PR #167, opened 2021-07-30
Adds margin levels for statute indents

brentryanjohnson:
- Adds custom margin levels to extend USWDS pattern
- Applies more aggressive indents for use on ADA statute
- Crosswalks margin styles for statute indent

[Preview 🔍 ](https://federalist-1716bf9c-dd79-4d96-8285-6e56dc391b84.app.cloud.gov/preview/usdoj-crt/beta-ada/rj-law-margins/law-and-regs/ada/)

### DIFF
--- a/_assets/css/custom/_utilities.scss
+++ b/_assets/css/custom/_utilities.scss
@@ -22,17 +22,3 @@
 .grid-gap-xl {
   @include grid-gap(6);
 }
-
-// Custom margin additions
-
-.margin-left-12 {
-  margin-left: 6.5rem;
-}
-
-.margin-left-16 {
-  margin-left: 8rem;
-}
-
-.margin-left-20 {
-  margin-left: 10rem;
-}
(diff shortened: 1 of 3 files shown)


kstitch7 (approved):

_assets/css/custom/_utilities.scss
```diff
@@ -22,3 +22,17 @@
 .grid-gap-xl {
   @include grid-gap(6);
 }
+
+// Custom margin additions
```
hursey013, line 26: I think this is perfectly fine, so feel free to take or leave this suggestion, but another way to accomplish this would be to add these values to `_uswds-theme-utilities.scss` like:

```
$margin-manual-values: (12: 6.5rem, 16: 8rem, 20: 10rem);
```
Main benefit with this approach would be for consistency, making those new steps available for all variations of margin.

brentryanjohnson:
Got it, @hursey013. Great suggestion! I added a new commit ☝️ if you have a chance to review.

hursey013:
Looks good!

TASK GOAL —
List each line of the entries that holds the string "additions".

WORKED SOLUTION —
-// Custom margin additions
+// Custom margin additions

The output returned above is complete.